Vijay Agneeswaran and Abhishek Kumar share an industrial-scale use case of capsule networks they have implemented for a client in the realm of text analytics for news categorization. They demonstrate the performance of capsule networks on the news categorization task, using the precision, recall and F1 metrics and benchmark the performance of recurrent capsule networks for the same task and compare the two implementations against a baseline model. They also discuss how to tune key hyperparameters of capsule networks such as batch size, number of filters and size of filters, initial learning rate, number of capsules, and dimension of capsules. Vijay and Abhishek conclude by detailing some of the key challenges they faced along the way.

Topics include:

  • Motivation for capsule networks and how they can be used in text analytics
  • Overview of recurrent capsule networks
  • Implementation RCNs in TensorFlow/PyTorch
  • Benchmarking of capsule networks with dynamic routing and recurrent capsule networks for a real multilabel text classification use case for news categorization
Photo of Vijay Agneeswaran

Vijay Agneeswaran

Walmart Labs

Dr. Vijay Srinivas Agneeswaran has a Bachelor’s degree in Computer Science & Engineering from SVCE, Madras University (1998), an MS (By Research) from IIT Madras in 2001, a PhD from IIT Madras (2008) and a post-doctoral research fellowship in the LSIR Labs, Swiss Federal Institute of Technology, Lausanne (EPFL). He currently heads data sciences R&D at Walmart Labs, India. He has spent the last eighteen years creating intellectual property and building data-based products in Industry and academia. In his current role, he heads machine learning platform development and data science foundation teams, which provide platform/intelligent services for Walmart businesses across the world. In the past, he has led the team that delivered real-time hyper-personalization for a global auto-major as well as other work for various clients across domains such as retail, banking/finance, telecom, automotive etc.

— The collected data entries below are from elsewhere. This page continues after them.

PR #55138, opened 2026-04-29
Add force setting for branch deletion

marcogroot:
Made a discussion here: https://github.com/zed-industries/zed/discussions/54594
but essentially, right now there is no way to force delete branches from the UI. This is the default behavior in other editors like Intellij. Added a setting to configure this.

Chose to add this as a setting instead of a new endpoint to make the blast radius as small as possible an opt in.

Tested locally

https://github.com/user-attachments/assets/7b97b16a-9e37-4099-87f7-d743aeaed380

image

Self-Review Checklist:

Release Notes:
- added an option to override the default branch deletion behavior for the branch picker to use `-D` instead of `-d`

### DIFF
--- a/crates/project/src/project_settings.rs
+++ b/crates/project/src/project_settings.rs
@@ -542,15 +542,21 @@ impl GitSettings {
 pub struct BranchPickerSettings {
     /// Whether to show author name as part of the commit information.
     ///
-    /// Default: false
+    /// Default: true
     #[serde(default)]
     pub show_author_name: bool,
+    #[serde(default)]
+    // whether branch deletion uses the soft delete ('-d') or hard delete ('-D') flag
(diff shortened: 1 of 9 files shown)


crates/project/src/project_settings.rs
```diff
@@ -542,15 +542,21 @@ impl GitSettings {
 pub struct BranchPickerSettings {
     /// Whether to show author name as part of the commit information.
     ///
-    /// Default: false
+    /// Default: true
```
marcogroot, line 545: This default value comment was previously incorrect, driveby fixing it

marcogroot:
Closing this since i see a similar PR here https://github.com/zed-industries/zed/pull/55096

He has built PMML support into Spark/Storm and realized several machine learning algorithms such as LDA, Random Forests over Spark. He led a team that designed and implemented a big data governance product for a role-based fine-grained access control inside of Hadoop YARN. He and his team have also built the first distributed deep learning framework on Spark. He is a professional member of the ACM and the IEEE (Senior) for the last 10+ years. He has five full US patents and has published in leading journals and conferences, including IEEE transactions. His research interests include distributed systems, artificial intelligence as well as Big-Data and other emerging technologies.

Photo of Abhishek Kumar

Abhishek Kumar

Publicis Sapient

Abhishek Kumar is a senior manager of data science in Publicis Sapient’s India office, where he looks after scaling up the data science practice by applying machine learning and deep learning techniques to domains such as retail, ecommerce, marketing, and operations. Abhishek is an experienced data science professional and technical team lead specializing in building and managing data products from conceptualization to the deployment phase and interested in solving challenging machine learning problems. Previously, he worked in the R&D center for the largest power-generation company in India on various machine learning projects involving predictive modeling, forecasting, optimization, and anomaly detection and led the center’s data science team in the development and deployment of data science-related projects in several thermal and solar power plant sites. Abhishek is a technical writer and blogger as well as a Pluralsight author and has created several data science courses. He’s also a regular speaker at various national and international conferences and universities. Abhishek holds a master’s degree in information and data science from the University of California, Berkeley. Abhishek has spoken at past O’Reilly conferences, including Strata 2019, Strata 2018, and AI 2019.